Garibaldi's pregnant wife Anita arrives in Rome. On June 26th, Pietro Sterbini suggested to the triumvirs, in vain, that Garibaldi be declared dictator. Retreating into the mountains is also out of the question. The Republicans don't want to be confused with robbers. On the morning of June 27th, three hundred fighters were killed or wounded. Rumors of Garibaldi's imminent dictatorship are causing unrest among the population. The great cannonade begins. When the rumor got around that Garibaldi had been replaced by Roselli, some soldiers left their positions. In an attack by the French, the sons of the she-wolf Matteo Barba and Numa Pompilius are killed. On June 29th, Garibaldi's soldiers prepare to withdraw from Rome. Manara dies after being shot in the body. The enemy is advancing inexorably. The barricade fight is hopeless. The triumvirate abdicates. The Council of Rome is negotiating with the French to hand over the city. On July 1, 1849, the winners entered Rome. The assembly of the overthrown republic dissolves. Ripari has to go to the papal dungeon for seven years. Garibaldi marches from Tivoli to Tuscany . From Arezzo he turns over the mountains to the Adriatic Sea. At Cesenatico, Garibaldi and his family set sail with thirteen hijacked boats. Anita dies. The Austrians capture Ugo Bassi and bring him to Bologna. Garibaldi has to stand by because the fight is fought and lost.

Quotes

  • Mazzini
    • in view of the advancing French armed forces: "Freedom is not a pleasure, freedom is a task."
    • on the personality of Garibaldi, the man of his choice in the hour of need: Although he does not know Garibaldi better, although "he is individually unpredictable", "he is surrounded by an impenetrable cloak of invisible power".
  • Count Campanello, one of Mazzini's interlocutors: "In life everyone is a soldier, and anyone who throws away weapons is worthy of death!"
  • In Rome, during the relentless Oudinot bombing, people talk about Garibaldi being invulnerable. The general to the little boy Luigi: "The bullets don't hurt me because my mother prays for me."
  • Giacomo Medici , a campaigner, quotes a word of the dying Anzani about Garibaldi: "He has a law in him that is like a storm ... whoever goes with him will find Italy."

Stories

The extensive text by the historian Ricarda Huch does not want to be read as a historical work, but as prose. Accordingly, there are innumerable incidents surrounding the work of the freedom fighter Garibaldi in Rome. Some are singled out. The wealthy haulier Angelo Brunetti, the so-called King of Rome , has a four-year-old daughter with his wife Lucrezia as well as the sons Luigi and Lorenzo. After the fall of the republic, Angelo, Luigi and Lorenzo leave Rome with Garibaldi. Lucrezia has to stay behind with the little daughter. Lorenzo is killed in a battle against the Austrians near San Sepolcro .

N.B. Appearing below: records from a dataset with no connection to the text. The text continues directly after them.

PR #280, opened 2017-09-04
multitenant migrations, server --automigrate command 

kjaskiewiczz:
https://tracker.mender.io/browse/MEN-1252

requires: https://github.com/mendersoftware/integration/pull/343

### DIFF
--- a/main.go
+++ b/main.go
@@ -45,6 +45,21 @@ func doMain(args []string) {
 		},
 	}
 
+	app.Commands = []cli.Command{
+		{
+			Name:  "server",
+			Usage: "Run the service as a server",
+			Flags: []cli.Flag{
+				cli.BoolFlag{
+					Name:  "automigrate",
+					Usage: "Run database migrations before starting.",
+				},
+			},
+
+			Action: cmdServer,
+		},
+	}
+
 	app.Action = cmdServer
 	app.Before = func(args *cli.Context) error {
 
@@ -79,6 +94,15 @@ func cmdServer(args *cli.Context) error {
 		return cli.NewExitError(
 			fmt.Sprintf("failed to connect to db: %v", err),
 			3)
+	}
+
+	if args.Bool("automigrate") {
+		err = MigrateDb(context.Background(), DbVersion, nil, dbSession)
+		if err != nil {
+			return cli.NewExitError(
+				fmt.Sprintf("failed to run migrations: %v", err),
+				3)
+		}
 	}
 
 	l.Printf("Deployments Service, version %s starting up",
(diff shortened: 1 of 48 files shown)


main.go
```diff
@@ -16,91 +16,111 @@ package main
...
-		l.Fatalf("failed to migrate DB data: %v", err)
+		err := config.FromConfigFile(configPath, configDefaults)
+		if err != nil {
+			return cli.NewExitError(
+				fmt.Sprintf("error loading configuration: %s", err),
+				1)
+		}
+
+		// Enable setting config values by environment variables
+		config.Config.SetEnvPrefix("DEPLOYMENTS")
```
bboozzoo: `config.FromConfigFile()` already does that

main.go
```diff
@@ -16,91 +16,111 @@ package main
...
-	SetDefaultConfigs(c)
+	l.Printf("Deployments Service, version %s starting up",
+		CreateVersionString())
 
-	// Find and read the config file
-	if filePath != "" {
-		c.SetConfigFile(filePath)
-		if err := c.ReadInConfig(); err != nil {
-			return nil, err
+	dbSession, err := mgo.Dial(config.Config.GetString(SettingMongo))
```
bboozzoo: It might also be the case in other services, but shouldn't we do `dbSession.Close()` once we're done with migration?

main.go
kjaskiewiczz: fixed

main.go
kjaskiewiczz: done
In other services migrations are using main datastore session (not a copy).

bboozzoo: ok

main.go
```diff
@@ -16,91 +16,108 @@ package main
...
```
maciejmrowiec: There is a helper function for opening connection with ssl support, use `NewMongoSession` instead

main.go
```diff
@@ -16,91 +16,108 @@ package main
...
+	if err != nil {
+		return cli.NewExitError(
+			fmt.Sprintf("failed to connect to db: %v", err),
+			3)
+	}
+	dbSession.SetSafe(&mgo.Safe{
```
maciejmrowiec: This is handled by NewMongoSession

main.go
kjaskiewiczz: fixed
I've been rebasing on top of this change (dial + set safe -> NewMongoSession) and resolve conflicts incorrectly.

main.go
kjaskiewiczz: fixed

bboozzoo:
merge?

After the papal amnesty in 1846, the young Amadeo Desanto, imprisoned during the uprising of the Bandiera brothers in 1844 , was released from prison and died shortly afterwards in freedom.

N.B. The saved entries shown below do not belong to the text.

PR #282, opened 2017-09-14
Fix index len limit

mchalski:
Issue: https://tracker.mender.io/browse/MEN-1415


GregorioDiStefano:
@maciejmrowiec @mchalski deployments now work

PR #287, opened 2017-10-03
docs/internal: spec for GET /tenants/:id/limits/storage

bboozzoo:
Fixes: [MEN #1462]

The origianl ticket mentioned `/limits/tenants/:id/storage`, I made that `/tenants/:id/limits/storage` to start with a per tenant endpoints namespace.

@mendersoftware/rndity

### DIFF
--- a/docs/internal_api.yml
+++ b/docs/internal_api.yml
@@ -1,0 +1,85 @@
+swagger: '2.0'
+info:
+  title: Deployments Internal API
+  version: '1'
+  description: |
+    Internal API of deployments service
+
+host: 'docker.mender.io'
+basePath: '/api/internal/v1/deployments'
+schemes:
+  - https
+
+responses:
+  NotFoundError: # 404
+    description: Not Found.
+    schema:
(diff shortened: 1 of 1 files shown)


mchalski:
won't it be a problem in implementation though?

the other version was more in line with the resource organization in `deployments`. if we add `limits/tenants/:id/storage` it naturally falls under a new `limits` resource (with all its controllers, views, etc). btw this new resource is already created in another pr.

what would it look like with `tenants/:id/limits` - a new `tenants` resource?

bboozzoo:
The idea was that we're going to have more `/tenant/:id` endpoints, for operations like triggering DB setup. There will likely fall under `/tenant/:id`, so the namespace can be reused. Besides `/limits/tenants/:id/` feels a bit awkward, like there's a limits resource that owns `tenant/:id/`, while with `/tenants/:id/..` the relation is more like 'tenant owns a limit'. Anyways, both work for me, if you prefer the original `/limits/..`, I'll do an update.

PR #289, opened 2017-10-17
S3 link expire time changes

bboozzoo:
@mendersoftware/rndity

### DIFF
--- a/docs/management_api.yml
+++ b/docs/management_api.yml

In Rieti, Ugo Bassi and Garibaldi convert a horde of bandits and transform them into fighters in the free crowd. In Rome, the reader will experience performances by the famous actor Gustavo Modena . The Sanfedist conspirator Don Silvio preaches against the republic in public places in Rome and is provided by the republicans.

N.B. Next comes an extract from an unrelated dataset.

PR #294, opened 2017-10-24
extended device deployment status reporting

bboozzoo:
Introduce a wrapper for device deployment status updates - `deployments.DeviceDeploymentStatus`. Make sure that it's passed though the layers, down to DB.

Garibaldi has a soldier from his group executed who killed an old peasant woman with whom he had not come to an agreement because of the purchase of a few chicken eggs. Some Roman women lend a hand when building barricades, for example Antonietta Colomba . This woman later falls at her husband's side in the fight. The great death among the Italians in the battle against the French comes almost like lightning out of the blue every time.

In Velletri, the King of Naples deals with the robber Vendetta. It's about the disappearance of an image of Our Lady .

This or that black sheep is also up to mischief in Garibaldi's group. In the opinion of the militant Zambianchi , the triumvirate is too considerate. So Zambianchi tortures his opponent, the canon of St. Peter's Church, Don Silvio, in a crypt in Rome.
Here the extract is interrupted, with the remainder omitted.